One of the reasons I note this problem is because even now, I see very few (none?) meetings which serve as common platforms for biophysical chemists, biologists and modelers to come together and talk not just about problems in modeling but how people from these other fields can address the problem. But as long as modelers think of Big Data as some kind of ocean of truth simply waiting to spill out its secrets in the presence of the right tools, the field will not advance. They need to constantly realize the crucial interfacing with other disciplines that is an absolute must for progress in their own field. What would make their own field advance would be its practitioners knocking on the doors of their fellow kineticists, thermodynamicists and network biologists to get them the data that they need.

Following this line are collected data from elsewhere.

PR #763, opened 2021-02-19
Add Python 3.10 support

### LINKED ISSUE #716: Python 3.10 compatibility
Hello.

We have already started testing RPM packages in Fedora with Python 3.10a2 and attrs is currently not compatible.

The problem is caused by the implementation of [PEP 563](https://www.python.org/dev/peps/pep-0563/#abstract) — type annotations are now stored as strings which cause asserts like this one to fail:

That last problem suddenly catapults the whole challenge to a new level of complexity and urgency, since convincing other kinds of scientists to do the experiments and procure the data that would allow your field to advance is a daunting cultural challenge, not a scientific one. Crystallographers were busy solving pharmaceutically relevant protein structures long before there were modelers, and most of them were doing it based on pure curiosity. But it took them fifty years to generate the kind of data that modelers could realistically use. We don't have the luxury of waiting for fifty years to get the same kind of data from biophysical chemists, so how do we incentivize them to speed up the process?
There are no easy ways to address this challenge, but a start would be to recognize its looming existence. And to invite more scientists from other fields to the next Gordon Conference in CADD. How to get people from other fields to contribute to your own in a mutually beneficial relationship is a research problem in its own right that deserves separate space at a conference like this. And there is every reason to fill that space if we want our field to rapidly progress.